■ **Problem**:
Word for word, restate all of the records.

■ **Supplied records**:
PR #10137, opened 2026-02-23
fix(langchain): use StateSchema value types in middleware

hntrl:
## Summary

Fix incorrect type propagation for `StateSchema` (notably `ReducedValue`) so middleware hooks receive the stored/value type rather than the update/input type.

■ **Solution to this problem**:
PR #10137, opened 2026-02-23
fix(langchain): use StateSchema value types in middleware

hntrl:
## Summary

Fix incorrect type propagation for `StateSchema` (notably `ReducedValue`) so middleware hooks receive the stored/value type rather than the update/input type.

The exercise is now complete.